SAM-PM: Enhancing Video Camouflaged Object Detection using Spatio-Temporal Attention

Muhammad Nawfal Meeran,Gokul Adethya T,Bhanu Pratyush Mantha
2024-06-09
Abstract:In the domain of large foundation models, the Segment Anything Model (SAM) has gained notable recognition for its exceptional performance in image segmentation. However, tackling the video camouflage object detection (VCOD) task presents a unique challenge. Camouflaged objects typically blend into the background, making them difficult to distinguish in still images. Additionally, ensuring temporal consistency in this context is a challenging problem. As a result, SAM encounters limitations and falls short when applied to the VCOD task. To overcome these challenges, we propose a new method called the SAM Propagation Module (SAM-PM). Our propagation module enforces temporal consistency within SAM by employing spatio-temporal cross-attention mechanisms. Moreover, we exclusively train the propagation module while keeping the SAM network weights frozen, allowing us to integrate task-specific insights with the vast knowledge accumulated by the large model. Our method effectively incorporates temporal consistency and domain-specific expertise into the segmentation network with an addition of less than 1% of SAM's parameters. Extensive experimentation reveals a substantial performance improvement in the VCOD benchmark when compared to the most recent state-of-the-art techniques. Code and pre-trained weights are open-sourced at <a class="link-external link-https" href="https://github.com/SpiderNitt/SAM-PM" rel="external noopener nofollow">this https URL</a>
Computer Vision and Pattern Recognition,Artificial Intelligence
What problem does this paper attempt to address?

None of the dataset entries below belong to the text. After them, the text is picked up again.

PR #7557, opened 2024-07-01
[frontend] Root file updated from JS to TS (#7500)

### LINKED ISSUE #7500: Apply the Bulk Relationship POC on all required entities
From #7443 we need to apply the same changes to all needed entities defined by Product in notion page.
Chunks will be the different menus

ValentinBouzinFiligran:
### Proposed changes

* https://github.com/OpenCTI-Platform/opencti/issues/7500
*

### Related issues

* Update jsx root file to tsx file
* Bulk relation component expansion on stand by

This paper attempts to address the challenges in Video Camouflaged Object Detection (VCOD). Specifically, the paper points out that although the Segment Anything Model (SAM) performs excellently in image segmentation tasks, it has limitations when dealing with video camouflaged object detection. These limitations mainly include: 1. **Dataset Bias**: A large number of visual datasets used for SAM training mainly contain objects with clear boundaries and lack the representation of camouflaged objects (with blurred and indistinguishable boundaries). 2. **Static Image Training**: SAM is mainly trained on static images, which makes it perform poorly in capturing motion and maintaining temporal consistency between consecutive video frames. 3. **Background Fusion Problem**: Camouflaged objects are usually highly similar to the background, which leads to two fundamental problems: - The boundaries of the object blend seamlessly with the background and only become obvious when moving. - Objects usually have repetitive textures similar to their surrounding environment, which makes the optical - flow - based methods prone to errors when estimating pixel motion. To solve these problems, the paper proposes a new method - SAM Propagation Module (SAM - PM). SAM - PM enhances the temporal consistency of SAM by introducing a spatio - temporal cross - attention mechanism and only trains the propagation module while freezing the weights of the SAM network, thus effectively integrating domain - specific knowledge into the segmentation network while increasing the number of parameters by less than 1%. Experimental results show that SAM - PM significantly outperforms the latest techniques in VCOD benchmark tests.